Whoever said they would only trade that chicago Package if Roy or Aldridge needs to get out of the homer tank and think about a little bit of realism. A good fair trade is measured in 2 ways, and 2 ways only. Either both fan bases are happ, or both fan bases are miffed. There is no in between.


----------



## BeZerker2008 (Jun 29, 2006)

Zach randolph is a nice player that we could possibly aquire but for that much & I'm not sure if he's the person that would necessarily gets us over the hump. He's young, puts up good numbers, but imo I still think he's a project and with the baggage he carries he is not worth giving up the package we could very well give to Memphis.


----------



## Schilly (Dec 30, 2002)

BeZerker2008 said:


> Zach randolph is a nice player that we could possibly aquire but for that much & I'm not sure if he's the person that would necessarily gets us over the hump. He's young, puts up good numbers, but imo I still think he's a project and with the baggage he carries he is not worth giving up the package we could very well give to Memphis.


I think the reason Zach enters into the topic though is Portland is wiiling to take less in return for Zach than Memphis is willing to take for Gasol.


----------



## TomBoerwinkle#1 (Jul 31, 2002)

Boy, talk about putting out fire with gasoline.

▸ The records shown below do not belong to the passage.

PR #1660, opened 2022-12-24
New install page for admin + redirection

ildyria:
- add install step in the web installer screen.
- redirect to that page if an admin user does not exists
- add various securities.

### DIFF
--- a/app/Http/Controllers/Install/SetUpAdminController.php
+++ b/app/Http/Controllers/Install/SetUpAdminController.php
@@ -11,10 +11,15 @@ use Illuminate\Routing\Controller;
 use Illuminate\Support\Facades\Hash;
 
 /**
- * Class MigrationController.
+ * Class SetUpAdminController.
  */
 class SetUpAdminController extends Controller
 {
+	/**
+	 * Called on GET request.
+	 *
+	 * @return View
+	 */
 	public function init(): View
 	{
 		return view('install.setup-admin',
@@ -26,7 +31,8 @@ class SetUpAdminController extends Controller
 	}
 
 	/**
-	 * Migrates the Lychee DB and generates a new API key.
+	 * Set up the admin user.
+	 * Called on POST request.
 	 *
 	 * @return View
 	 *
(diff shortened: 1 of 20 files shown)


app/Http/Controllers/Install/SetUpAdminController.php
```diff
@@ -0,0 +1,69 @@
...
+
+	/**
+	 * Set up the admin user.
+	 * Called on POST request.
+	 *
+	 * @return View
+	 *
+	 * @throws FrameworkException
+	 */
+	public function view(SetUpAdminRequest $request): View
```
qwerty287: Don't call this `view`. The other method should be `view`, and this one something like `create` or `post`.

resources/views/install/setup-admin.blade.php
```diff
@@ -0,0 +1,46 @@
...
+			<div class="buttons-container">
+				<button type="submit" class="button float-right" >
+					<i class="fa fa-check fa-fw" aria-hidden="true"></i>
+					Create admin account
+					<i class="fa fa-angle-double-right fa-fw" aria-hidden="true"></i>
+				</button>
+			</div>
+		</form>
+	@else
+		<strong>Admin account has been created.</strong>
```
qwerty287: Move to new blade template if it's successful.

app/Http/Controllers/Install/SetUpAdminController.php
ildyria: Fixed [9ff238b](https://github.com/LycheeOrg/Lychee/pull/1660/commits/9ff238b976bd10c36d8dbc7f98e9d8696abd80d8).

resources/views/install/setup-admin.blade.php
ildyria: Fixed [9ff238b](https://github.com/LycheeOrg/Lychee/pull/1660/commits/9ff238b976bd10c36d8dbc7f98e9d8696abd80d8).

qwerty287 (approved):
Looks good, but didn't test myself.

ildyria:
> Looks good, but didn't test myself.

I did :)

ildyria:
When no admin exists, we are redirected here:
image

When DB is not writable or for some other reason:
image

On success:
image

When trying to access again:
image

qwerty287 (approved):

Nobody would ever accuse Paxson again of being risk adverse.

I am intrigued by the possibility.

If it is good, it will be very, very good.

and if it is bad it will be horrible.


----------



## BULLHITTER (Dec 6, 2005)

> Boy, talk about putting out fire with gasoline.
> 
> Nobody would ever accuse Paxson again of being risk adverse.
> 
> ...


yea, but if it is bad, think of all the great "wouldacouldashoulda" threads we can create.....:argue:


----------



## TomBoerwinkle#1 (Jul 31, 2002)

BULLHITTER said:


> yea, but if it is bad, think of all the great "wouldacouldashoulda" threads we can create.....:argue:


I am.


----------



## Schilly (Dec 30, 2002)

Just an FYI, I actually know Riggo through several boards. He isn't the guy who posted this. Another poster who was just playing around said he received an Email from Riggo that this is a deal that is going down. that poster is HanktheDwarf at Olive. I checked with Riggo, this rumor is completely bogus. Riggo does get some valid insight on occasion, but this Rumor though credited to him didn't come from him. Hank is always messin around like that.


----------



## TomBoerwinkle#1 (Jul 31, 2002)

Thanks, Schilly.


----------



## Schilly (Dec 30, 2002)

But...I will say that Randolph is a legitimate option to the Bulls.


----------



## Ron Cey (Dec 27, 2004)

Schilly said:


> Just an FYI, I actually know Riggo through several boards. He isn't the guy who posted this. Another poster who was just playing around said he received an Email from Riggo that this is a deal that is going down. that poster is HanktheDwarf at Olive. I checked with Riggo, this rumor is completely bogus. Riggo does get some valid insight on occasion, but this Rumor though credited to him didn't come from him. Hank is always messin around like that.


Thanks and good to know. 

I'm relieved. This is not a good trade idea.


----------



## Darius Miles Davis (Aug 2, 2002)

The deal is a perfect salary match and makes some sense for both teams. I'm not 100% convinced something lilke this couldn't happen this week.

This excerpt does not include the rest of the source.